Rand Study Calls for Greater Self-Driving Vehicles Safety Standards

Autonomous vehicle developers need to create a common set of safety metrics and terminology for self-driving cars, and this also requires cross-collaboration between industry partners and the government agencies that regulate them.
These were the recommendations of a Rand Corporation report funded by Uber’s autonomous vehicle division, which found that the focus of such industry efforts should be building trust with a public skeptical of AV technology.
Entitled “Measuring Automated Vehicle Safety,” the 91-page document, available free online, presents a framework for measuring safety in AVs that could be used by automakers, policymakers and the public.
In addition, the report shows how reduction of risk is possible through simulation, closed courses, and public roads with and without a safety driver, and at different stages of development and deployment.
“We are showing the art of the possible,” Rand Senior Policy Analyst Marjory Blumenthal told The Washington Post. “There are many instances in which it is possible to have a safety-relevant measure. What makes sense will vary with the circumstances.”
The report concluded information sharing should be encouraged and should precisely incorporate metrics such as measurements, context and data security, among other factors.
While some industry leaders in the nascent, yet highly competitive, self-driving vehicle market may balk at sharing what they consider trade secrets, the report seemed optimistic on this front.
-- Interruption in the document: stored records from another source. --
PR #199014, opened 2026-05-21
[lldb][windows] Fix HostThreadWindows::Join dead-code on GetExitCodeThread failure

charles-zablit:
The old code unconditionally assigned `exit_code` to `*result` after the `GetExitCodeThread` check, so the failure branch assignment of 0 was overwritten. We never returned the `exit_code` value. `exit_code` happens to be zero-initialized so the bug was masked, but the structure was wrong.

### DIFF
--- a/lldb/source/Host/windows/HostThreadWindows.cpp
+++ b/lldb/source/Host/windows/HostThreadWindows.cpp
@@ -31,18 +31,22 @@ HostThreadWindows::~HostThreadWindows() { Reset(); }
 void HostThreadWindows::SetOwnsHandle(bool owns) { m_owns_handle = owns; }
 
 Status HostThreadWindows::Join(lldb::thread_result_t *result) {
+  if (!IsJoinable())
+    return Status(ERROR_INVALID_HANDLE, eErrorTypeWin32);
+
   Status error;
-  if (IsJoinable()) {
-    DWORD wait_result = ::WaitForSingleObject(m_thread, INFINITE);
-    if (WAIT_OBJECT_0 == wait_result && result) {
+  DWORD wait_result = ::WaitForSingleObject(m_thread, INFINITE);
+  if (wait_result == WAIT_OBJECT_0) {
+    if (result) {
       DWORD exit_code = 0;
-      if (!::GetExitCodeThread(m_thread, &exit_code))
+      if (::GetExitCodeThread(m_thread, &exit_code))
+        *result = exit_code;
+      else
         *result = 0;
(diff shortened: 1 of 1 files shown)


lldb/source/Host/windows/HostThreadWindows.cpp
```diff
@@ -31,18 +31,22 @@ HostThreadWindows::~HostThreadWindows() { Reset(); }
...
   Status error;
-  if (IsJoinable()) {
-    DWORD wait_result = ::WaitForSingleObject(m_thread, INFINITE);
-    if (WAIT_OBJECT_0 == wait_result && result) {
+  DWORD wait_result = ::WaitForSingleObject(m_thread, INFINITE);
+  if (wait_result == WAIT_OBJECT_0) {
+    if (result) {
       DWORD exit_code = 0;
-      if (!::GetExitCodeThread(m_thread, &exit_code))
+      if (::GetExitCodeThread(m_thread, &exit_code))
```
DavidSpickett, line 42: I was going to say you don't need to if here, because either it writes to exit_code or it doesn't.
But A: it looks weird to not check the result and B: we'd have to check it doesn't modify exit_code in case of failure too, it might be undefined.

lldb/source/Host/windows/HostThreadWindows.cpp
```diff
@@ -31,18 +31,22 @@ HostThreadWindows::~HostThreadWindows() { Reset(); }
...
+  if (!IsJoinable())
+    return Status(ERROR_INVALID_HANDLE, eErrorTypeWin32);
+
   Status error;
-  if (IsJoinable()) {
-    DWORD wait_result = ::WaitForSingleObject(m_thread, INFINITE);
-    if (WAIT_OBJECT_0 == wait_result && result) {
+  DWORD wait_result = ::WaitForSingleObject(m_thread, INFINITE);
+  if (wait_result == WAIT_OBJECT_0) {
+    if (result) {
```
DavidSpickett, line 40: Was going to ask for early returns, but you need to call Reset() at the end of each code path, so early returns creates more noise than it removes.

DavidSpickett (approved):
LGTM

> so the bug was masked

You don't explicitly say what the bug is. I think it is "we never returned the exit code value".

Can't have been that important though, to have been wrong this whole time. I guess we just report it somewhere but don't take actions based on the exit code value.

charles-zablit:
> You don't explicitly say what the bug is. I think it is "we never returned the exit code value".

Fixed the PR description.

PR #199015, opened 2026-05-21
[lldb][windows] Use GetEnvironmentVariableW instead of _wgetenv

charles-zablit:
`_wgetenv` is not thread-safe per Microsoft docs:
https://learn.microsoft.com/en-us/cpp/c-runtime-library/reference/getenv-wgetenv?view=msvc-170.

Use `GetEnvironmentVariableW` with a sized buffer instead.

### DIFF
--- a/lldb/source/Host/windows/HostInfoWindows.cpp
+++ b/lldb/source/Host/windows/HostInfoWindows.cpp
@@ -127,9 +127,15 @@ bool HostInfoWindows::GetEnvironmentVar(const std::string &var_name,
   if (!llvm::ConvertUTF8toWide(var_name, wvar_name))
     return false;
 
-  if (const wchar_t *wvar = _wgetenv(wvar_name.c_str()))
-    return llvm::convertWideToUTF8(wvar, var);
-  return false;
+  DWORD len = ::GetEnvironmentVariableW(wvar_name.c_str(), nullptr, 0);
+  if (len == 0)
+    return false;
+  std::vector<wchar_t> buffer(len);
+  DWORD written =
+      ::GetEnvironmentVariableW(wvar_name.c_str(), buffer.data(), len);
+  if (written == 0 || written >= len)
+    return false;
+  return llvm::convertWideToUTF8(buffer.data(), var);
 }
 
 static llvm::ManagedStatic<WindowsUserIDResolver> g_user_id_resolver;


DavidSpickett (approved):
The usage matches https://learn.microsoft.com/en-us/windows/win32/api/processenv/nf-processenv-getenvironmentvariablew but I don't see anything on that page saying that it is thread safe. Whereas for _wgetenv it explicitly says it's not.

Is that just how Win32 docs work? Note the ones that are not thread safe, the rest are implicitly safe?

I see there is a SetEnvironmentVariable. Maybe it is safe as long as we aren't using that at the same time.

If either of those guesses is true, this LGTM.

charles-zablit:
> The usage matches [learn.microsoft.com/en-us/windows/win32/api/processenv/nf-processenv-getenvironmentvariablew](https://learn.microsoft.com/en-us/windows/win32/api/processenv/nf-processenv-getenvironmentvariablew) but I don't see anything on that page saying that it is thread safe. Whereas for _wgetenv it explicitly says it's not.
> 
> Is that just how Win32 docs work? Note the ones that are not thread safe, the rest are implicitly safe?
> 
> I see there is a SetEnvironmentVariable. Maybe it is safe as long as we aren't using that at the same time.
> 
> If either of those guesses is true, this LGTM.

I think I did not read the docs correctly when I wrote this. I got my source from the .net docs: https://learn.microsoft.com/en-us/dotnet/core/unmanaged-api/profiling/icorprofilerinfo11-getenvironmentvariable-method

The does do not guarantee that `GetEnvironmentVariable` is thread safe. Closing this.

DavidSpickett:
> The does do not guarantee that GetEnvironmentVariable is thread safe. Closing this.

If you can make an argument that it's a bit more safe than the other function, I'd accept that.

charles-zablit:
> > The does do not guarantee that GetEnvironmentVariable is thread safe. Closing this.
> 
> If you can make an argument that it's a bit more safe than the other function, I'd accept that.

I searched on stack overflow for empirical findings, but I couldn't find anything unfortunately.

DavidSpickett:
The current function:
> Returns a pointer to the environment table entry containing varname.

And I was going to say that the new function returning a copy makes it better, but without knowing what goes on in the Windows kernel, we could just be pushing the copy code into kernel space. Maybe the time frame is smaller but it's the same risk really.

PR #199016, opened 2026-05-21
[lldb][windows] Null-check m_session_data in ProcessDebugger::HaltProcess

charles-zablit:
Every other public method in this file checks `m_session_data` before dereferencing.


DavidSpickett (commented):
Makes me wonder if there's a pattern we could use to avoid the null checks, but that is not a topic for this PR.

LGTM.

“There is hope of more collective action among competitors,” the report noted, “what some might call cooperation.”
The Rand report also called for additional research into how self-driving vehicles communicate with their surrounding environment. This dovetails with a study released this week by the UK’s International Underwriting Association (IUA) indicating that lack of connected car infrastructure is a major barrier to wider adoption of AVs.
Still, the market is awash about what exactly autonomous vehicle technology can do, which is starting to confuse consumers.
Recent reports have shown consumers are increasingly confused as to what advanced driver assistance systems (ADAS) actually do, and automakers, in an effort to differentiate their feature sets, may be misleading drivers as to how capable these technologies actually are.
Earlier this month American automaker Ford called on autonomous vehicle manufacturers and developers to share ideas for what could become a standard way for driverless cars to communicate with other road users.
Ford also wants to bring the rest of the AV industry into the conversation over how self-driving cars should communicate what they’re doing. It invited developers to share ideas to create a global industry standard — one that might, or might not, look like Ford’s own solution.
Meanwhile, South Korean carmaker Hyundai is buying into AI technology that “understands” people’s intentions in a bid to accelerate its ambitions in autonomous driving.
The carmaker’s corporate and open innovation business, Hyundai Cradle, has announced it is investing in Perceptive Automata to develop AI software for cars and automated systems.
For its part, British automaker Jaguar Land Rover has enlisted the help of a team of cognitive psychologists to better understand how vehicle behavior affects human confidence.
The goal is to find out if it is beneficial to provide humans with information about a vehicle’s intentions, or whether simply letting a pedestrian know he or she has been recognized is enough to improve confidence.